Mastering Spark for Data Science
Andrew Morgan, Antoine Amend, David George, Matthew Hallett
Unlock the complexities of lightning fast data science
About This Book
- Develop and apply advanced analytical techniques with Spark
- Learn how to tell a compelling story in data science using Spark's ecosystem
- Explore data at a scale and work with cutting edge data science methods
Who This Book Is For
This book is for those who have beginner-level familiarity with the Spark architecture and data science applications, who are looking for a challenge and want to learn cutting edge techniques. This book assumes working knowledge of data science, common machine learning methods, and popular data science tools, and assumes you have previously run proof of concept studies and built prototypes.
What You Will Learn
- Learn the design patterns that integrate Spark into with industrialized data science pipelines
- Understand how commercial data scientists design scalable code and reusable code for data science services
- Get a grasp of the new cutting edge data science methods so you can study trends and causality
- Find out how to use Spark as a universal ingestion engine tool and as a web scraper
- Practice the implementation of advanced topics in graph processing, such as community detection and contact chaining
- Get to know the best practices when performing Extended Exploratory Data Analysis, commonly used in commercial data science teams
- Grasp advanced Spark concepts, as well as solution design patterns and integration architectures
- Demonstrate powerful data science pipelines
- Get detailed guidance on how to run Spark in production
The purpose of data science is to transform the world using data, and this goal is mainly achieved through disrupting and changing real processes in real industries. To operate at this level, you need to be able to build data science solutions of substance; ones that solve real problems, and that can run reliably enough for people to trust and act on. Spark has emerged as the big data platform of choice for data scientists.

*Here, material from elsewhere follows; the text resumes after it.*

PR #2601, opened 2022-12-30
FEATURE : Provide overridable `ShouldComputeHashes` predicate method to prevent files from hashing.

shaopeng-gh:
This change only provides overridable for the derived class.


src/Sarif.Driver/Sdk/MultithreadedAnalyzeCommandBase.cs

This book deep dives into Spark to deliver production-grade data science solutions that are innovative, disruptive, and reliable enough to be trusted. We demonstrate the process through exploring the construction of a sophisticated global news analysis service that uses Spark to generate continuous geopolitical and current affairs insights. We use the core Spark APIs and take a deep-dive into advanced libraries including: Spark SQL, visual streaming, MLlib, and more.
We introduce advanced techniques and methods to help you build data science solutions, and show you how to construct commercial grade data products. Using a sequence of tutorials that deliver a working news intelligence service, we explain advanced Spark architectures, unveil sophisticated data science methods, demonstrate how to work with geographic data in Spark, and explain how to tune Spark algorithms so they scale linearly.